Issue #385, opened 2016-09-17
Sync: Changes not propagating from other apps to Electron app (Windows, Linux)


Decadence:
Hello. I'm facing issue when Simplenote stops sync notes on Windows 10.
It happens when I don't open application on PC for a few days, but I edit notes from other devices. Then I open app on PC and see old notes.
Account is set in Preferences. Only solution I found is relogin. Seems like authentication has expired.
It's already detected on two different PC.

Decadence:
It would be nice to indicate somehow sync status.

rustykeyctrl:
Sry I'm a beginner here but really intrigued with git and for the most part don't know these things that's why I'm watching this thread maybe I can learn it as I'm learning git.
I won't summit any other then feedback to learn but my sync status is computer in the shop.
I'd appreciate any help and if it not ok to give any feedback just reports things I'll understand.
Thank you.
Have A Great Day
               Victor Evans
On Sep 17, 2016 2:38 AM, Victor <notifications@github.com> wrote:It would be nice to indicate somehow sync status.

neelkadia:
@Decadence I think you can merge the issue with #384 this one.

Decadence:
@neelkadia Hardly. I don't use web version at all.

hedgefield:
Same problem here. Was supposed to be better in 1.0.3 I think but I'm still seeing it. Only logging out and back in again updates the list properly.

rustykeyctrl:
Thanks for the tip I'll try that if the problem persist
Have A Great Day
               Victor Evans
On Sep 20, 2016 2:09 PM, Tim Hengeveld <notifications@github.com> wrote:Same problem here. Was supposed to be better in 1.0.3 I think but I'm still seeing it. Only logging out and back in again updates the list properly.

raniesantos:
I use Windows 7.
The desktop electron app of Simplenote always fails to pull down new notes.
When I edit *already existing notes* from Android app or the web app it syncs the changes perfectly fine.
But when I create a *new note* from Android or web, the electron app NEVER SYNCS THEM.

**PLEASE ADD A MANUAL SYNC BUTTON ON THE DESKTOP APP**

dmsnell:
[...]

PR #452, opened 2016-12-02
Use Latest node-simperium and Bump App Version

roundhill:
Use the latest node-simperium which includes a few important fixes related to sync, especially that reported in #385.


dmsnell:
:shipit:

● ● ● ●

— Task description —
Extract the data in full. Keep it word for word.

— Solution for this problem —
Issue #385, opened 2016-09-17
Sync: Changes not propagating from other apps to Electron app (Windows, Linux)


Decadence:
Hello. I'm facing issue when Simplenote stops sync notes on Windows 10.
It happens when I don't open application on PC for a few days, but I edit notes from other devices. Then I open app on PC and see old notes.
Account is set in Preferences. Only solution I found is relogin. Seems like authentication has expired.
It's already detected on two different PC.

Decadence:
It would be nice to indicate somehow sync status.

rustykeyctrl:
Sry I'm a beginner here but really intrigued with git and for the most part don't know these things that's why I'm watching this thread maybe I can learn it as I'm learning git.
I won't summit any other then feedback to learn but my sync status is computer in the shop.
I'd appreciate any help and if it not ok to give any feedback just reports things I'll understand.
Thank you.
Have A Great Day
               Victor Evans
On Sep 17, 2016 2:38 AM, Victor <notifications@github.com> wrote:It would be nice to indicate somehow sync status.

neelkadia:
@Decadence I think you can merge the issue with #384 this one.

Decadence:
@neelkadia Hardly. I don't use web version at all.

hedgefield:
Same problem here. Was supposed to be better in 1.0.3 I think but I'm still seeing it. Only logging out and back in again updates the list properly.

rustykeyctrl:
Thanks for the tip I'll try that if the problem persist
Have A Great Day
               Victor Evans
On Sep 20, 2016 2:09 PM, Tim Hengeveld <notifications@github.com> wrote:Same problem here. Was supposed to be better in 1.0.3 I think but I'm still seeing it. Only logging out and back in again updates the list properly.

raniesantos:
I use Windows 7.
The desktop electron app of Simplenote always fails to pull down new notes.
When I edit *already existing notes* from Android app or the web app it syncs the changes perfectly fine.
But when I create a *new note* from Android or web, the electron app NEVER SYNCS THEM.

**PLEASE ADD A MANUAL SYNC BUTTON ON THE DESKTOP APP**

dmsnell:
[...]

PR #452, opened 2016-12-02
Use Latest node-simperium and Bump App Version

roundhill:
Use the latest node-simperium which includes a few important fixes related to sync, especially that reported in #385.


dmsnell:
:shipit:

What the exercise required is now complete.